Saved data entries

PR #1272, opened 2021-06-22
Create Kafka API module

kabir:


smallrye-reactive-messaging-kafka/src/test/java/io/smallrye/reactive/messaging/kafka/KafkaRecordTest.java
```diff
@@ -41,6 +47,24 @@ public void testCreationOfMessageWithKeyAndValue() {
         assertThat(metadata.getTopic()).isNull();
         assertThat(metadata.getTimestamp()).isNull();
         assertThat(metadata.getHeaders()).isNull();
+        // TODO - we don't have duplicate metadata when the Message API is used directly
+        // KafkaTestBase.tempCompareLegacyAndApiMetadata(metadata, message);
```
kabir, line 51: This is a slight hole in the current implementation. But I hope that it will not be problematic.

My thinking is that when people set this metadata using one key they can be expected to look it up with the same key. As I understand it this will only be a problem before the message is sent? 

Once KafkaSink receives it, it will make the metadata available under both keys.

smallrye-reactive-messaging-kafka/src/test/java/io/smallrye/reactive/messaging/kafka/KafkaRecordTest.java
```diff
@@ -41,6 +47,24 @@ public void testCreationOfMessageWithKeyAndValue() {
...
+                OutgoingKafkaRecordMetadata.<String> builder().withKey("boo").build());
+        OutgoingKafkaRecordMetadata<?> metadata = message.getMetadata(OutgoingKafkaRecordMetadata.class)
+                .orElseThrow(() -> new AssertionError("Metadata expected"));
+        assertThat(metadata.getPartition()).isEqualTo(-1);
+        assertThat(metadata.getKey()).isEqualTo("boo");
+        assertThat(metadata.getTopic()).isNull();
+        assertThat(metadata.getTimestamp()).isNull();
+        assertThat(metadata.getHeaders()).isNull();
+        // TODO - we don't have duplicate metadata when the Message API is used directly
+        // KafkaTestBase.tempCompareLegacyAndApiMetadata(metadata, message);
```
kabir, line 67: Same consideration as above

smallrye-reactive-messaging-kafka/src/test/java/io/smallrye/reactive/messaging/kafka/KafkaSinkWithLegacyMetadataTest.java
```diff
@@ -0,0 +1,112 @@
...
+import io.smallrye.mutiny.Multi;
+import io.smallrye.reactive.messaging.kafka.base.KafkaMapBasedConfig;
+import io.smallrye.reactive.messaging.kafka.base.KafkaTestBase;
+import io.smallrye.reactive.messaging.kafka.impl.KafkaSink;
+
+/**
+ * Duplicate of {@link KafkaSinkTest} - delete once we remove the legacy
+ * {@link io.smallrye.reactive.messaging.kafka.api.OutgoingKafkaRecordMetadata}
+ * <p/>
+ * Tests not using metadata have been removed
```
kabir, line 37: The honest reason for this is that when keeping all the test methods, I got problems in one of the `testABeanProducingXXXX()` methods (I forgot which). The problem is that the `expected` AtomicInteger contained 20 rather than 10 entries.

It worked fine on its own, so it is probably some test setup pollution. I didn't try to track down the issue since I realised it didn't have anything to do with metadata

smallrye-reactive-messaging-kafka/src/test/java/io/smallrye/reactive/messaging/kafka/KafkaSourceWithLegacyMetadataTest.java
```diff
@@ -0,0 +1,101 @@
...
+import io.smallrye.reactive.messaging.kafka.api.KafkaMetadataUtil;
+import io.smallrye.reactive.messaging.kafka.base.KafkaMapBasedConfig;
+import io.smallrye.reactive.messaging.kafka.base.KafkaTestBase;
+import io.smallrye.reactive.messaging.kafka.impl.KafkaSource;
+
+/**
+ * Duplicate of {@link KafkaSourceTest} - delete once we remove the legacy
+ * {@link io.smallrye.reactive.messaging.kafka.api.IncomingKafkaRecordMetadata}
+ * <p/>
+ * Tests not using metadata have been removed
```
kabir, line 27: The main reason for this is that `testABeanConsumingTheKafkaMessagesStartingOnFifthOffsetFromLatestThatFailsUntilSecondRebalance()`  ended up with 
Gets ` [1, 2, 3, 4, 5, 6, 7, 8, 9, 10, 1, 2, 3, 4, 5, 6, 7, 8, 9, 10]` rather than ` [1, 2, 3, 4, 5, 6, 7, 8, 9, 10]`.

It worked fine on its own, so again I think it is due to some pollution in the test setup. But I removed all non-metadata tests rather than investigate.

smallrye-reactive-messaging-kafka/src/test/java/io/smallrye/reactive/messaging/kafka/KafkaRecordTest.java
cescoffier: I agree, not a problem.

smallrye-reactive-messaging-kafka/src/test/java/io/smallrye/reactive/messaging/kafka/KafkaSourceWithLegacyMetadataTest.java
cescoffier: Did the topic get reused no?

smallrye-reactive-messaging-kafka/src/test/java/io/smallrye/reactive/messaging/kafka/KafkaSinkWithLegacyMetadataTest.java
cescoffier: Make sure to use a unique topic.

smallrye-reactive-messaging-kafka/src/test/java/io/smallrye/reactive/messaging/kafka/KafkaSourceWithLegacyMetadataTest.java
```diff
@@ -0,0 +1,101 @@
...
+    private KafkaMapBasedConfig myKafkaSourceConfig(int partitions, String withConsumerRebalanceListener,
+            String group) {
+        KafkaMapBasedConfig.Builder builder = KafkaMapBasedConfig.builder("mp.messaging.incoming.data");
+        if (group != null) {
+            builder.put("group.id", group);
+        }
+        builder.put("value.deserializer", IntegerDeserializer.class.getName());
+        builder.put("enable.auto.commit", "false");
+        builder.put("auto.offset.reset", "earliest");
+        builder.put("topic", "data");
```
cescoffier, line 53: Use a unique topic.

cescoffier (changes requested):
Documentation must also be updated.

smallrye-reactive-messaging-kafka-api/src/main/java/io/smallrye/reactive/messaging/kafka/api/KafkaMetadataUtil.java
```diff
@@ -0,0 +1,35 @@
...
+     *
+     * @param msg the message
+     * @param outgoingKafkaRecordMetadata the {@link OutgoingKafkaRecordMetadata} to write. Must not be {@code null}.
+     * @throws NullPointerException if {@code msg} or {@code outgoingKafkaRecordMetadata} are {@code null}
+     */
+    public static <T> Message<T> writeOutgoingKafkaMetadata(Message<T> msg,
+            OutgoingKafkaRecordMetadata<T> outgoingKafkaRecordMetadata) {
+        return msg.addMetadata(outgoingKafkaRecordMetadata);
+    }
+}
```
Ladicek, line 35: It seems this util class is harder to use than the underlying `Message.addMetadata|getMetadata`? :-) Especially on the `write` side -- `Message` is immutable, so adding metadata item returns a new `Message`, which should at the very least be mentioned in a `@return` section in the javadoc.

Ladicek:
I've realized several times that the public API we expose in the Kafka connector is very large, but couldn't think of a good solution. I think this is a great step in the right direction. We'll want to add more classes to the API module (`KafkaConsumerRebalanceListener`, `KafkaClientService`, `KafkaConsumer`, `KafkaProducer`, maybe more), and eventually say that the API module is the _only_ public API we have. So +1_000_000 to this!

smallrye-reactive-messaging-kafka-api/src/main/java/io/smallrye/reactive/messaging/kafka/api/KafkaMetadataUtil.java
kabir: The main reason for this, is that in WildFly/EAP I am not allowed to expose experimental features to users in areas where there is a spec. Essentially we need to stick with the latest version of the spec (i.e. MP RM 2.0). And in areas where there is not a spec, such as the Kafka API, we need to limit the API surface and have something as stable as possible, while avoiding pulling in non-spec things.

Although we use the SmallRye API at runtime, so we have access to e.g.`Metadata`, `Message.add/getMetadata()` etc. when running in the server, that becomes more for internal framework code. We 'hide' these things from users by exposing the spec RM 2.0 API only in our BOMs.

This util class is a way to side-step the problem. It makes it possible to use `Metadata` internally, while not exposing all the other stuff from the SmallRye API module to our users. (Additionally we do some deployment time checks to make sure clever users are not bypassing our restrictions by compiling against the SmallRye API rather then the MP RM 2.0.)

Quarkus, which is less strict in this regard, can continue to use the `Message.add/getMetadata()` methods.

Thanks for pointing out the javadoc, I will make that clearer :)

kabir:
> I've realized several times that the public API we expose in the Kafka connector is very large, but couldn't think of a good solution. I think this is a great step in the right direction. We'll want to add more classes to the API module (`KafkaConsumerRebalanceListener`, `KafkaClientService`, `KafkaConsumer`, `KafkaProducer`, maybe more), and eventually say that the API module is the _only_ public API we have. So +1_000_000 to this!

I'll add a few more of these at least in a future PR, I think we need some of these in WildFly too

kabir:
I think I've updated the docs now so they reference the new API classes. If you want to show using the `KafkaMetadataUtil` to access the metadata, let me know. I am unclear on if that should replace existing `Metadata.get/setMetadata()` examples, or if I should add to them as an alternative (possibly with some 'If you are running in an environment where you only have access to the spec classes, use this...' comment)?

cescoffier (approved):
It looks like a great first step.
We will probably move some of the API we are exposing in the connector into this module too, to create a clear distinction between the public API and the connector implementation.

The same approach may be reused for other connectors too (such as AMQP, even if the API surface is much smaller).

Ladicek:
Ah I think I finally understand the purpose of `KafkaMetadataUtil`. On WildFly, people have access to the "official" MP Reactive Messaging API (which is a subset of the SmallRye fork of the API), and will get access to this new API module. It's a bit unfortunate, but it's probably the best we can do here.

cescoffier:
@Ladicek yes. Metadata is not part of the spec. I plan to propose it but didn't have the time yet. Note that metadata has been discussed for a very long time, something like a year. I built it in smallrye based on the last discussion.

Ladicek:
After using the API a little, I personally think it should be slightly different (`Metadata` would be called `MetadataMap`, and only classes implementing a marker interface `Metadata` would be allowed as keys), but other than that, I can't see anything that would block adding this to the spec. So +1 to that :-)

kabir:
> It looks like a great first step.
> We will probably move some of the API we are exposing in the connector into this module too, to create a clear distinction between the public API and the connector implementation.
> 
> The same approach may be reused for other connectors too (such as AMQP, even if the API surface is much smaller).

I have some thoughts about this, so feel free to discuss when the time comes. Or if I get around to adding the next set of classes I need first, my attempt will contain the idea

PR #1282, opened 2021-06-28
OutgoingKafkaMetadata type should be that of the key, not the payload

kabir:


cescoffier (approved):
Good catch - definitely a bug

PR #1289, opened 2021-06-30
Fix Reactive Streams TCK 

cescoffier:
Attempt to understand what's going on with the Reactive Streams TCK


cescoffier:
Seems to be because of: 
```
2021-06-30T07:11:03.6433598Z Caused by: java.lang.NullPointerException: Cannot invoke "io.opentelemetry.api.trace.Tracer.spanBuilder(String)" because "io.smallrye.reactive.messaging.kafka.KafkaConnector.TRACER" is null
```

PR #1294, opened 2021-07-06
Kafka Retry test and documentation

cescoffier:
Add a few test to verify the combination of Kafka with Fault Tolerance (@Retry).
Also extend the documentation to explain how to use it.


ozangunalp (dismissed):
For the example, it'd be interesting to show @Retry on a @Incoming/@Outgoing method.

cescoffier:
I've added tests and docs about methods using `@Incoming` and `@Outgoing`.

ozangunalp (approved):

PR #1306, opened 2021-07-09
Provide a minimal wrapper around KafkaAdminClient for health check

ozangunalp:
Remove usages of vertx-kafka-client, change dependency to test scope.
Use an internal ReactiveKafkaProducer for sending messages in dead letter queue.

Because the vertx-kafka-client is no longer brought as a dependency, JsonObject serde won't be available by default in applications. This is a possible breaking change.

### DIFF
--- a/smallrye-reactive-messaging-kafka/src/main/java/io/smallrye/reactive/messaging/kafka/KafkaAdmin.java
+++ b/smallrye-reactive-messaging-kafka/src/main/java/io/smallrye/reactive/messaging/kafka/KafkaAdmin.java
@@ -1,0 +1,20 @@
+package io.smallrye.reactive.messaging.kafka;
+
+import java.util.Set;
+
+import org.apache.kafka.clients.admin.Admin;
+
+import io.smallrye.mutiny.Uni;
+
+/**
+ * Internal interface for Kafka admin client.
+ * To complete with remaining {@link org.apache.kafka.clients.admin.Admin} method wrappers, if decided to expose it externally.
+ */
+public interface KafkaAdmin {
+
+    Uni<Set<String>> listTopics();
+
+    Admin unwrap();
+
+    void closeAndAwait();
+}
--- a/smallrye-reactive-messaging-kafka/src/main/java/io/smallrye/reactive/messaging/kafka/fault/KafkaDeadLetterQueue.java
+++ b/smallrye-reactive-messaging-kafka/src/main/java/io/smallrye/reactive/messaging/kafka/fault/KafkaDeadLetterQueue.java
@@ -2,14 +2,18 @@ package io.smallrye.reactive.messaging.kafka.fault;
 
 import static io.smallrye.reactive.messaging.kafka.i18n.KafkaLogging.log;
 import static org.apache.kafka.clients.CommonClientConfigs.CLIENT_ID_CONFIG;
-import static org.apache.kafka.clients.consumer.ConsumerConfig.*;
+import static org.apache.kafka.clients.consumer.ConsumerConfig.INTERCEPTOR_CLASSES_CONFIG;
+import static org.apache.kafka.clients.consumer.ConsumerConfig.KEY_DESERIALIZER_CLASS_CONFIG;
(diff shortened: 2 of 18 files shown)


smallrye-reactive-messaging-kafka/src/main/java/io/smallrye/reactive/messaging/kafka/KafkaAdmin.java
```diff
@@ -0,0 +1,20 @@
...
+ * Internal interface for Kafka admin client.
+ * To complete with remaining {@link org.apache.kafka.clients.admin.Admin} method wrappers, if decided to expose it externally.
+ */
+public interface KafkaAdmin {
+
+    Uni<Set<String>> listTopics();
+
+    Admin unwrap();
+
+    void closeAndAwait();
```
cescoffier, line 19: I would return the Uni<Void> instead, as the listTopics is returning a Uni.

smallrye-reactive-messaging-kafka/src/main/java/io/smallrye/reactive/messaging/kafka/fault/KafkaDeadLetterQueue.java
```diff
@@ -141,8 +138,12 @@ private String getThrowableMessage(Throwable throwable) {
...
     }
 
+    void addHeader(ProducerRecord<?, ?> record, String key, String value) {
+        record.headers().add(key, value.getBytes(StandardCharsets.UTF_8));
+    }
+
     @Override
     public void terminate() {
-        producer.closeAndAwait();
+        producer.close();
```
cescoffier, line 147: What's the return type of close?

smallrye-reactive-messaging-kafka/src/main/java/io/smallrye/reactive/messaging/kafka/health/BaseHealth.java
```diff
@@ -21,7 +21,7 @@ public BaseHealth(String channel) {
     }
 
     public void close() {
-        KafkaAdminClient admin = getAdmin();
+        KafkaAdmin admin = getAdmin();
         if (admin != null) {
             try {
                 admin.closeAndAwait();
```
cescoffier, line 27: should be admin.close().await().atMost(...)

smallrye-reactive-messaging-kafka/src/main/java/io/smallrye/reactive/messaging/kafka/KafkaAdmin.java
cescoffier: Just got the problem with the Uni approach. Let's keep closeAndAwait.

cescoffier (changes requested):

smallrye-reactive-messaging-kafka/src/main/java/io/smallrye/reactive/messaging/kafka/KafkaAdmin.java
ozangunalp: We can wrap the AdminClient#close call inside a Uni but if we choose not to have a worker thread for this client it'll still block the caller thread.

cescoffier: Yes, but unnecessary I believe.

smallrye-reactive-messaging-kafka/src/main/java/io/smallrye/reactive/messaging/kafka/fault/KafkaDeadLetterQueue.java
ozangunalp: void. It'll wait for the duration of `close-timeout` config of the outgoing channel.

cescoffier (approved):

Ladicek:
> Use an internal ReactiveKafkaProducer for sending messages in dead letter queue.

I totally missed this when introducing `ReactiveKafkaProducer`, thanks for fixing that!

### Exercise
Find all lines holding the word "available" in the records above and copy them.

### The completed task
Once KafkaSink receives it, it will make the metadata available under both keys.
Because the vertx-kafka-client is no longer brought as a dependency, JsonObject serde won't be available by default in applications. This is a possible breaking change.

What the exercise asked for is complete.